═════ ENTRIES SHOWN

PR #223, opened 2023-02-28
Provide IPath.toPath() similar to IPath.toFile()

guw:
Although it's possible to do `IPath.toFile().toPath()` this PR adds a convenience method which avoids the additional `File` object creation.

### DIFF
--- a/bundles/org.eclipse.equinox.common.tests/src/org/eclipse/equinox/common/tests/PathTest.java
+++ b/bundles/org.eclipse.equinox.common.tests/src/org/eclipse/equinox/common/tests/PathTest.java
@@ -1048,26 +1048,26 @@ public class PathTest extends CoreTest {
 		//Case 1, absolute path with no trailing separator
 		IPath anyPath = new Path("/first/second/third");
 
-		assertNotNull("1.0", anyPath.toPath());
-		assertEquals("1.1", java.nio.file.Path.of("/first/second/third"), anyPath.toPath());
+		assertNotNull(anyPath.toPath());
+		assertEquals(java.nio.file.Path.of("/first/second/third"), anyPath.toPath());
 
 		// Case 2, absolute path with trailing separator
 		anyPath = new Path("/first/second/third/");
 
-		assertNotNull("2.0", anyPath.toPath());
-		assertEquals("2.1", java.nio.file.Path.of("/first/second/third/"), anyPath.toPath());
+		assertNotNull(anyPath.toPath());
+		assertEquals(java.nio.file.Path.of("/first/second/third/"), anyPath.toPath());
 
 		// Case 3, relative path with no trailing separator
 		anyPath = new Path("first/second/third");
 
-		assertNotNull("3.0", anyPath.toPath());
-		assertEquals("3.1", java.nio.file.Path.of("first/second/third"), anyPath.toPath());
+		assertNotNull(anyPath.toPath());
+		assertEquals(java.nio.file.Path.of("first/second/third"), anyPath.toPath());
 
 		// Case 4, relative path with trailing separator
 		anyPath = new Path("first/second/third/");
 
-		assertNotNull("4.0", anyPath.toPath());
-		assertEquals("4.1", java.nio.file.Path.of("first/second/third/"), anyPath.toPath());
+		assertNotNull(anyPath.toPath());
+		assertEquals(java.nio.file.Path.of("first/second/third/"), anyPath.toPath());
 
 	}
 }
--- a/bundles/org.eclipse.equinox.common.tests/src/org/eclipse/equinox/common/tests/PathTest.java
+++ b/bundles/org.eclipse.equinox.common.tests/src/org/eclipse/equinox/common/tests/PathTest.java
@@ -1042,4 +1042,32 @@ public class PathTest extends CoreTest {
 		anyPath = new Path("//one/two/three/");
 		assertEquals("5.4", new Path("//"), anyPath.uptoSegment(0));
 	}
+
+	public void testToPath() {
+
+		//Case 1, absolute path with no trailing separator
+		IPath anyPath = new Path("/first/second/third");
+
+		assertNotNull("1.0", anyPath.toPath());
+		assertEquals("1.1", java.nio.file.Path.of("/first/second/third"), anyPath.toPath());
+
+		// Case 2, absolute path with trailing separator
+		anyPath = new Path("/first/second/third/");
+
+		assertNotNull("2.0", anyPath.toPath());
+		assertEquals("2.1", java.nio.file.Path.of("/first/second/third/"), anyPath.toPath());
+
+		// Case 3, relative path with no trailing separator
+		anyPath = new Path("first/second/third");
+
+		assertNotNull("3.0", anyPath.toPath());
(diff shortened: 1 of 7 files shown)


bundles/org.eclipse.equinox.common/src/org/eclipse/core/runtime/Path.java
```diff
@@ -1116,6 +1116,14 @@ public IPath setDevice(String value) {
 	public File toFile() {
 		return new File(toOSString());
 	}
+	
+	/* (Intentionally not included in javadoc)
+	 * @see IPath#toPath()
+	 */
+	@Override
+	public java.nio.file.Path toPath() {
+		return java.nio.file.Path.of(toOSString());
```
merks, line 1125: Why not put this implementation directly in IPath.toPath() where org.eclipse.core.runtime.IPath.toOSString() is available?

guw: Oh. I was blindly following the IPath -> Path pattern. Do we still need the implementation in Path then?

merks: A single implementation via the default method should be sufficient.  😀

laeubi: As IPath is marked as noimplement and noextend I would just put it into the (single) implementation.

HannesWell: In that case I think either way is fine and there is no great difference.

HannesWell (approved):
That is a quite handy addition, I thought about as well in the past.

iloveeclipse:
Please add trivial test for the new API.

bundles/org.eclipse.equinox.common.tests/src/org/eclipse/equinox/common/tests/PathTest.java
```diff
@@ -1042,4 +1042,32 @@ public void testUptoSegment() {
 		anyPath = new Path("//one/two/three/");
 		assertEquals("5.4", new Path("//"), anyPath.uptoSegment(0));
 	}
+
+	public void testToPath() {
+
+		//Case 1, absolute path with no trailing separator
+		IPath anyPath = new Path("/first/second/third");
+
+		assertNotNull("1.0", anyPath.toPath());
```
HannesWell, line 1051: IMHO those marker messages are not necessary. In case the assertion fails the line information provided by the stack trace is sufficient to identify the failing line. Such generic messages are often confusing. Only verbose messages add real value, but in most cases the line-info from the stack trace is sufficient with the code available.

HannesWell (commented):
@guw can you please adjust the assertion messages and bump the version of the test plugin.

Then this is for me ready to go.

And since it is somehow the complement to this change, some of you might be interested in PR https://github.com/eclipse-equinox/equinox/pull/228.

bundles/org.eclipse.equinox.common.tests/src/org/eclipse/equinox/common/tests/PathTest.java
guw: I share the same but I was following existing style in this file. I'd rather like to avoid introducing an inconsistency.

iloveeclipse: > I'd rather like to avoid introducing an inconsistency.

In this case I prefer to have inconsistency. 

There is no one left in the project who understands the reasoning behind such "very special" assertion messages.

laeubi: Please don't write bad tests for "consistency" and choose e meaningful message (e.g "absoloute IPath must return a non null java Path)

guw: @HannesWell What's the protocol for test bundle version update? Should it be `3.15.600.qualifier` or `3.16.0.qualifier`?

iloveeclipse: See https://wiki.eclipse.org/Version_Numbering#When_to_change_the_minor_segment

iloveeclipse: Btw, here are related links I wish every committer should have in bookmarks:

- https://wiki.eclipse.org/Version_Numbering 
- https://wiki.eclipse.org/Evolving_Java-based_APIs
- https://wiki.eclipse.org/Evolving_Java-based_APIs_2
- https://wiki.eclipse.org/Evolving_Java-based_APIs_3

laeubi: You can add them for example here:
- https://github.com/eclipse-equinox/equinox/blob/master/CONTRIBUTING.md

HannesWell: > > I'd rather like to avoid introducing an inconsistency.
> 
> In this case I prefer to have inconsistency.

Fully agree.



> You can add them for example here:
> 
>     * https://github.com/eclipse-equinox/equinox/blob/master/CONTRIBUTING.md

I think it would be better to add it to one umbrella repo, from which all others can reference so that we only have to maintain one file. Maybe in https://github.com/eclipse-platform/.github?

HannesWell:
@guw can you also have to bump the version of the following features.
- org.eclipse.equinox.core.feature
- org.eclipse.equinox.server.core

Just like the contained plugin the probably should also have a minor version bump.

HannesWell:
Looks like the `org.eclipse.equinox.core.sdk` feature is missing. But since all other modules succeeded, I think that should be the last one. :)

bundles/org.eclipse.equinox.common.tests/src/org/eclipse/equinox/common/tests/PathTest.java
vogella: > Btw, here are related links I wish every committer should have in bookmarks:
> 
> * https://wiki.eclipse.org/Version_Numbering
> * https://wiki.eclipse.org/Evolving_Java-based_APIs
> * https://wiki.eclipse.org/Evolving_Java-based_APIs_2
> * https://wiki.eclipse.org/Evolving_Java-based_APIs_3

Is this wiki going away soon?

HannesWell:
> Looks like the `org.eclipse.equinox.core.sdk` feature is missing. But since all other modules succeeded, I think that should be the last one. :)

@guw do you want to perform that version bump so that we can squash and merge this PR?

guw:
Sorry, I am running a bit short on time right now.

HannesWell:
> Closing. Feel free to reopen if anyone is interested in picking it up.

I added your commits to https://github.com/eclipse-equinox/equinox/pull/228, where I want to improve the interoperability of IPath and Java's File/Path API in a broader scope.
Everybody interested is invited to join the discussion.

══════════

▸ INSTRUCTIONS TO FOLLOW:
Now copy each line of the entries that mentions "since".

▸ OUTPUT OF THE TASK:
And since it is somehow the complement to this change, some of you might be interested in PR https://github.com/eclipse-equinox/equinox/pull/228.
Looks like the `org.eclipse.equinox.core.sdk` feature is missing. But since all other modules succeeded, I think that should be the last one. :)
> Looks like the `org.eclipse.equinox.core.sdk` feature is missing. But since all other modules succeeded, I think that should be the last one. :)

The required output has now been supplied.